As the data and organization began to grow, Mark and his team knew that it was time to start exploring the cloud. “We decided that by the time we looked at some of the core issues we were having and some of the core things we’re trying to solve, including can we load the data fast enough to get close to real-time data, can we hit SLAs, can we remove the issues with multiple concurrency that we’ve been getting on Hadoop; Snowflake presented the best solution,” says Stange-Tregear. Mark recalls the process of choosing a vendor that best suited the Rakuten Rewards team’s needs at the time. He was very pleased with the outcome, stating that “It worked so well that during 2019, we migrated our entire stack into the cloud and onto Snowflake.”
“I think the biggest single tip tipping point for us were the issues around concurrency.” Stange-Tregear continues, “With the Hadoop cluster, we could isolate CPU and isolate memory. We spent a lot of time trying to change jobs and trying to isolate workload, or even trying to block workloads so that it didn’t interfere with other things. And we had some success with that, but ultimately we even found that the hard drives couldn’t keep up. We were writing so much data to try and power real time, tight workloads, that we couldn’t get the data back off disk fast enough to service our end users.” As a result, Mark and his team didn’t get to spend their time doing business intelligence. Instead, they were debugging issues between the application and hardware lab.

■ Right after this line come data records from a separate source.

PR #1013, opened 2024-03-29
Add "login required" endpoints behind "admin" check and fix bug in admin auth handler

### LINKED ISSUE #1004: Users with role "user" can view config
Pelican Version: Latest

Pelican Service:
- [X ] Registry

**Describe the bug**

If I login through CIlogon and gain the role of a user I can view the config. 

```{"authenticated":true,"role":"user","user":"http://cilogon.org/serverA/users/46022246"}```

**To Reproduce**

Go to the registry page: https://osdf-registry.osg-htc.org/view/registry/

Sign in via CIlogon with a non admin account and view the config.

**Expected behavior**

I expect the config to return a 403 which will redirect the user.

haoming29:
Fixes #1004 

This PR also fix a bug in admin auth handler where if the user is not a admin, the handler didn't abort the request, causing the response to pass.

This is a critical bug with security concern and we should consider backport to 7.6 and 7.5.

Improved testing to cover both cases.

### DIFF
--- a/web_ui/authentication.go
+++ b/web_ui/authentication.go
@@ -212,14 +212,15 @@ func AdminAuthHandler(ctx *gin.Context) {
 	user := ctx.GetString("User")
 	// This should be done by a regular auth handler from the upstream, but we check here just in case
 	if user == "" {
-		ctx.JSON(http.StatusUnauthorized, gin.H{"error": "Login required to view this page"})
+		ctx.AbortWithStatusJSON(http.StatusUnauthorized, gin.H{"error": "Login required to view this page"})
+		return
 	}
 	isAdmin, msg := CheckAdmin(user)
 	if isAdmin {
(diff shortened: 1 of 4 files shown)


jhiemstrawisc:
Is there any hand test I should run for this to make sure things are working as expected?

haoming29:
> Is there any hand test I should run for this to make sure things are working as expected?

Try `/api/v1.0/config` without logging in, logging as a non-admin user (I recommend run the test against registry), both of which should give you 401/403 error (instead of 200 for now).

Another endpoint to check is the `/api/v1.0/registry_ui/namespace/100` with a `DELETE` verb at the registry, and you should get the same result as above

jhiemstrawisc (approved):
LGTM and we ran through the hand tests together. Thanks!

PR #1436, opened 2024-06-20
Add two Prometheus metrics for director `stat` queries

### LINKED ISSUE #1431: Add metric to the `stat` call to record # of stat requests in the system per storage server

haoming29:
Closes #1431 

To test, first spin up your director. If you'd like to also test a local file, then you'll need to spin up your local federation (director, registry, origin)
* Get the test file through the origin: `curl -k -o /dev/null https://localhost:8444/api/v1.0/director/ospool/uc-shared/public/OSG-Staff/validation/test.txt`. Assuming that your local director runs at `8444`
* Check the Prometheus `/metric` endpoint to confirm the value. Login to your director web UI and go to `https://localhost:8444/metrics`. You should see two metrics named `pelican_director_stat_active` and `pelican_director_stat_total` where the value of `pelican_director_stat_total` should be 1 (for the test file you just queried)

### DIFF
--- a/director/monitor.go
+++ b/director/monitor.go
@@ -223,8 +223,8 @@ func LaunchPeriodicDirectorTest(ctx context.Context, serverAd server_structs.Ser
 									"server_name":    serverName,
 									"server_web_url": serverWebUrl,
 									"server_type":    string(serverAd.Type),
-									"status":         string(metrics.FTXTestSucceeded),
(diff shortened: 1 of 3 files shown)


haoming29:
@jhiemstrawisc This should be one of the items to backport to 7.9.1

patrickbrophy (approved):
Looks good! LGTM

PR #1439, opened 2024-06-20
Fix deadlock in `recordAd` and `LaunchTTLCache` and add support to turn off `stat`

### LINKED ISSUE #1438: Deadlock in the director between `statUtilsMutex` and `healthTestUtilsMutex`
Pelican Version:

Pelican Service:
- [ ] Director

**Describe the bug**

We flipped the order to locking when acquiring both `statUtilsMutex` and `healthTestUtilsMutex` in `recordAd` and `LaunchTTLCache`, causing the deadlock.

**To Reproduce**

It's difficult to reproduce the issue as multiple attempts in ITB and locally failed. But the code is relatively straightforward in suggesting the deadlock condition

**Expected behavior**

**Screenshots**

 - OS: [e.g. Linux, MacOS]

**Additional context**

### LINKED ISSUE #1440: Add config knob to turn off `stat` in the director

haoming29:
Fixes #1438 and closes #1440

### DIFF
--- a/director/director.go
+++ b/director/director.go
@@ -397,7 +397,7 @@ func redirectToOrigin(ginCtx *gin.Context) {
 	reqPath := path.Clean("/" + ginCtx.Request.URL.Path)
 	reqPath = strings.TrimPrefix(reqPath, "/api/v1.0/director/origin")
 
-	disableStat := param.Director_DisableStat.GetBool()
+	disableStat := !param.Director_EnableStat.GetBool()
 
 	// Skip the stat check for object availability
 	// If either disableStat or skipstat is set, then skip the stat query
--- a/director/director.go
+++ b/director/director.go
@@ -397,8 +397,15 @@ func redirectToOrigin(ginCtx *gin.Context) {
 	reqPath := path.Clean("/" + ginCtx.Request.URL.Path)
 	reqPath = strings.TrimPrefix(reqPath, "/api/v1.0/director/origin")
 
+	disableStat := param.Director_DisableStat.GetBool()
+
 	// Skip the stat check for object availability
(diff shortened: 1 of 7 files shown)


director/director.go
```diff
@@ -397,8 +397,15 @@ func redirectToOrigin(ginCtx *gin.Context) {
 	reqPath := path.Clean("/" + ginCtx.Request.URL.Path)
 	reqPath = strings.TrimPrefix(reqPath, "/api/v1.0/director/origin")
 
+	disableStat := param.Director_DisableStat.GetBool()
```
jhiemstrawisc, line 400: Can we change the config name to match the style we use elsewhere, i.e. `Director.EnableStat` and then flip the default to be `true`?

jhiemstrawisc (changes requested):

director/director.go
haoming29: I thought the idea/guideline is to name the config in a way that the default value is `false`? No?

jhiemstrawisc: Hmm, I don't know that we've settled on a formal guideline, have we? Looking over `docs/parameters.yaml` shows that we're mostly using `.Enable*`-type parameters (some of which default to true, and some to false), although we do have one "Disable" param that doesn't come from a legacy StashCP configuration (`Logging.DisableProgressBars`). If you prefer the param as is, I'll approve and let you make the decision.

jhiemstrawisc (approved):

director/director.go
haoming29: I'll do `Enable*` then just to keep things consistent

haoming29:
@jhiemstrawisc I've updated to use `EnableStat` instead. Not sure if you want to take another look

Issue #1425, opened 2024-06-17
Record client IP address as a label to Prometheus metrics for xrootd access


haoming29:
* Xrootd already reports client IP address in the detailed monitoring packet: https://xrootd.slac.stanford.edu/doc/dev56/xrd_monitoring.htm#_Toc138968517 (see `host` field) and we have parsed this information into `XrdUserId`, which is used as the key for `userids` TTL cache.
* We creates `sessions` user sessions which tells us information about the user
* We associates `sessions` with `transfers` which contains user file accesses
* We listen to specific type of events for updating these three maps and when there's a file close event, we generate a new Prometheus record for file access
* In this ticket, we want to attach the `host` as a new label for access-related metrics, i.e. `xrootd_transfer_readv_segments_count`, `xrootd_transfer_operations_count`, and `xrootd_transfer_bytes`. 
---

* To do this, we first need to pass the `host` information from `XrdUserId` struct to `UserRecord`, which is the struct for values in `sessions`" . We want to add `host` field to the `UserRecord` struct. https://github.com/PelicanPlatform/pelican/blob/25df30c4bec61d0dea04b1db29615448867e7682/metrics/xrootd_metrics.go#L928-L929
* When we are generating a new Prometheus record when the file is closed, we read from the `sessions` map to get the `host`: https://github.com/PelicanPlatform/pelican/blob/25df30c4bec61d0dea04b1db29615448867e7682/metrics/xrootd_metrics.go#L660-L661
* You also want to keep an eye on wherever we update the value for `sessions` and `userids` map to make sure you aren't missing the `host` field.

To reduce the cardinality of this new label, let's do a `/16` subnet mask and record the masked value.

All the updates should be in `xrootd_metrics.go`, for the subnet function, we should put it in the `utils` package.

bbockelm:
I think a /16 is too much for IPv4; let's use /24 instead.

For IPv6, let's use an aggregation at /64.

PR #1445, opened 2024-06-21
Add IP address (host) label to XRootD access metrics

patrickbrophy:
This PR addresses #1425. This PR adds a IP address (host) label to XRD access metrics (xrootd_transfer_readv_segments_count, xrootd_transfer_operations_count, and xrootd_transfer_bytes). This PR also updated some tests to handle the new label.

### DIFF
--- a/utils/utils.go
+++ b/utils/utils.go
@@ -19,6 +19,7 @@
 package utils
 
 import (
+	"net"
 	"net/url"
 	"strings"
 	"unicode"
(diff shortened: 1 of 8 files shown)


utils/utils.go
```diff
@@ -102,3 +103,49 @@ func CheckValidQuery(transferUrl *url.URL) (err error) {
...
+	mask := net.CIDRMask(64, 128)
+	maskedIP := ip.Mask(mask)
+	return maskedIP.String()
+}
+
+// MaskIP applies the appropriate subnet mask to the input IP address.
+func MaskIP(ipStr string) string {
+	ip := net.ParseIP(ipStr)
+	if ip == nil {
+		// Invalid IP
```
bbockelm, line 135: Does this cause an explosion in cardinality if a serves is using hostnames and not an IP?

Good habits would have an indication to the caller that a special case occurred. Maybe also return a Boolean?

utils/utils.go
```diff
@@ -102,3 +103,49 @@ func CheckValidQuery(transferUrl *url.URL) (err error) {
...
+		return ipStr
+	}
+
+	if ip.To4() != nil {
+		// IPv4
+		return IPv4Mask(ipStr)
```
bbockelm, line 141: Can we avoid parsing the IP string twice?

bbockelm (changes requested):
Three requests:
- can we leave out the unrelated movement of structs to a separate module?  That causes code churn unrelated to the PR (but may be fine for a separate PR).
- there's a Xrootd setting, `xrd.network nodnr`, that should disable the use of reverse DNS to create a hostname in the monitoring records.  Can we try setting that here?  See https://xrootd.slac.stanford.edu/doc/dev56/xrd_config.htm#_Toc152596878
- given we are using networks and not hostnames, let's rename the labels to "network" perhaps?  Looking around on Google, it's not clear if there's a standard practice here.

patrickbrophy:
I'm closing this PR to separate out concerns. I'll open a PR for this metric and a separate one for moving around the structs from the utils folder.

PR #1451, opened 2024-06-24
Upgrade viper to handle unmarshaling env into nested struct

### LINKED ISSUE #1446: Mitigate viper bug in failing to bind env to nested config
Ref: https://github.com/spf13/viper/issues/761

As Fabio reported, when setting the `Server.TLSCACertificateDirectory` config via environment variable, i.e. `PELICAN_SERVER_TLSCACERTIFICATEDIRECTORY=/etc/grid-security/certificates`, the value isn't propagated to xrootd config. This is because we used `viper.Unmarshal` to unmarshal viper configuration to our defined xrootd configuration struct: https://github.com/PelicanPlatform/pelican/blob/b269e79872031b5d7cb02149960b7f3df12ea933/xrootd/xrootd_config.go#L680-L682

However, given the bug in viper, the values of nested fields are lost in unmarshaling. People in the the referred issue proposed a couple of work-around and we should pick one and replace all our instances where we used `viper.Unmarshal`.

haoming29:
Fixes #1446 

This PR upgraded viper to a pre-release version v1.20.0-alpha3 (came out this morning that fixes the issue), as they recently added this experimental support of handling unmarshaling env into nested struct via a viper option. They initially added support in v1.18.0 (https://github.com/spf13/viper/pull/1429) but with some reported rare use case failure, they then did a patch to hide this feature behind a feature flag. In 1.20, they will make this available by config option (https://github.com/spf13/viper/pull/1854). 

If all tests are passing, I don't think there's anything that blocks us from using this pre-released version.

To test locally, follow bug reproduction in the original issue.


jhiemstrawisc (approved):
Tested against the env var that had been causing problems and confirmed this works.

“We realized pretty early, that more warehouses was going to be really helpful because what that meant we could do is we can isolate workloads,” says Stange-Tregear. He later speaks to having distinct warehouses for each team and how that prevented interruptions. The different teams gained warehouses of different sizes, but did not give them control over the size. Mark states “For any of you who have talked to some people who who’ve tried to handle Snowflake cost management in the past, you may have heard horror stories where, a company put whatever amount of money down, bought some Snowflake credits and then handed over control of warehousing sizes to their analysts or the data scientists and what happens? There’s a slow running query, or they really need to run through some heavy data or some heavy analysis. So they crank it up to an XL or two XL, three XL, etc. For those of you that don’t know the cost stretcher for Snowflake doubles for each increase in size. So, using a four XL is twice as expensive as a three XL. If you’ve got a very deliberate workload, you do it on purpose, and then you shut it and then you move it back down again. But if you allow teams to just scale that way houses, however they want, what happens over time as they move to four XLs to try and push through workload and they don’t tune them back down again. And now you’re paying a small fortune for a workload that could be executed vastly cheaper.”
To avoid this, Mark and his team created a centralized cost-management system where there are limits placed on query times.
What are you going to do with all of your warehouses? With the power of Tableau, Mark shares how he is able to identify the workloads and costs associated with his teams.
When looking at cloud data warehouse vendors who champion themselves for fast performance and infinite storage, “there’s always a catch,” says Dave Mariani. Mariani discussed four critical dimensions that you should consider when thinking about cloud data warehouses: Query Performance, User Concurrency, Compute Costs, and Semantic Complexity.” He shares that “the real key thing here is this a universal semantic layer,” and “with AtScale, you get a full multidimensional engine that makes your users life much easier to understand, and also gives them consistency when it comes to metrics and business definitions.”
In this demonstration, Dave compares the AtScale SQL and TPC-DS Raw queries and how AtScale can make the process 73% less expensive, while making your queries 76% less complex.